PR #754, opened 2026-03-26
Allow labels cascading from Promise object into dynamic ClusterRoles

antonioquintavalle1A:
Hello folks,
with this commit I'd like to request a change in the way how Kratix manages dynamic ClusterRoles created from brand new Promises.
The logic here is to cascade any labels contained into the promise.spec.clusterrolelabels directly into the clusterrole.spec.metadata.labels.

Main benefit of this approach is to benefit from the dynamic RBAC feature in kubernetes where we aggregate new capabilities to existing roles / rolebindings.

If no labels are specified, the behavior is kept the same.

Please do not hesitate to share your thoughts on this.


kirederik (commented):
Thanks for your contribution @antonioquintavalle1A !

I left a few comments in the PR. Would you be able to address those? Also you would need to sign the CLA for us to get it merged.

I'm also curious if you have considered other ways to define the labels that are not promise based? I'm wondering if this should be a platform level configuration vs a promise level one...

kirederik (changes requested):

kirederik:
Thanks for the contribution @antonioquintavalle1A! As we discussed, we intend to make this a more generic change you can apply to the resources. Stay tuned!

PR #782, opened 2026-05-13
fix: improve controller concurrency

Phiph:
This pull request introduces several improvements aimed at enhancing the performance and scalability of the Kratix controller. The changes include new configuration knobs for controller concurrency and Kubernetes API rate limiting, documentation of performance findings, and a new Makefile target for running performance tests. 

**Performance and Scalability Improvements**

- Added new command-line flags in `cmd/main.go` to control `MaxConcurrentReconciles` for dynamic resource-request controllers, filter out no-op status update events, and configure Kubernetes API QPS/burst limits. These allow operators to tune controller concurrency and API usage for large clusters. [[1]](diffhunk://#diff-c444f711e9191b53952edb65bfd8c644419fc7695c62611dc0fb304b4fb197d6R120-R144) [[2]](diffhunk://#diff-c444f711e9191b53952edb65bfd8c644419fc7695c62611dc0fb304b4fb197d6R170-R185) [[3]](diffhunk://#diff-c444f711e9191b53952edb65bfd8c644419fc7695c62611dc0fb304b4fb197d6R200) [[4]](diffhunk://#diff-c444f711e9191b53952edb65bfd8c644419fc7695c62611dc0fb304b4fb197d6R250) [[5]](diffhunk://#diff-c444f711e9191b53952edb65bfd8c644419fc7695c62611dc0fb304b4fb197d6R326-R327)

- Implemented an `applyKubeAPIRateLimits` function to set client-go QPS and burst values based on the new flags, helping to prevent client-side throttling under high write loads. [[1]](diffhunk://#diff-c444f711e9191b53952edb65bfd8c644419fc7695c62611dc0fb304b4fb197d6R120-R144) [[2]](diffhunk://#diff-c444f711e9191b53952edb65bfd8c644419fc7695c62611dc0fb304b4fb197d6R200) [[3]](diffhunk://#diff-c444f711e9191b53952edb65bfd8c644419fc7695c62611dc0fb304b4fb197d6R250)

◆ ◆ ◆ ◆ ◆ ◆ ◆

_Task_
All lines above from the one with "Thanks for your" to the one with "and Scalability Improvements**", inclusive, should be copied exactly, and no other lines.

_Solution for this exercise_
Thanks for your contribution @antonioquintavalle1A !

I left a few comments in the PR. Would you be able to address those? Also you would need to sign the CLA for us to get it merged.

I'm also curious if you have considered other ways to define the labels that are not promise based? I'm wondering if this should be a platform level configuration vs a promise level one...

kirederik (changes requested):

kirederik:
Thanks for the contribution @antonioquintavalle1A! As we discussed, we intend to make this a more generic change you can apply to the resources. Stay tuned!

PR #782, opened 2026-05-13
fix: improve controller concurrency

Phiph:
This pull request introduces several improvements aimed at enhancing the performance and scalability of the Kratix controller. The changes include new configuration knobs for controller concurrency and Kubernetes API rate limiting, documentation of performance findings, and a new Makefile target for running performance tests. 

**Performance and Scalability Improvements**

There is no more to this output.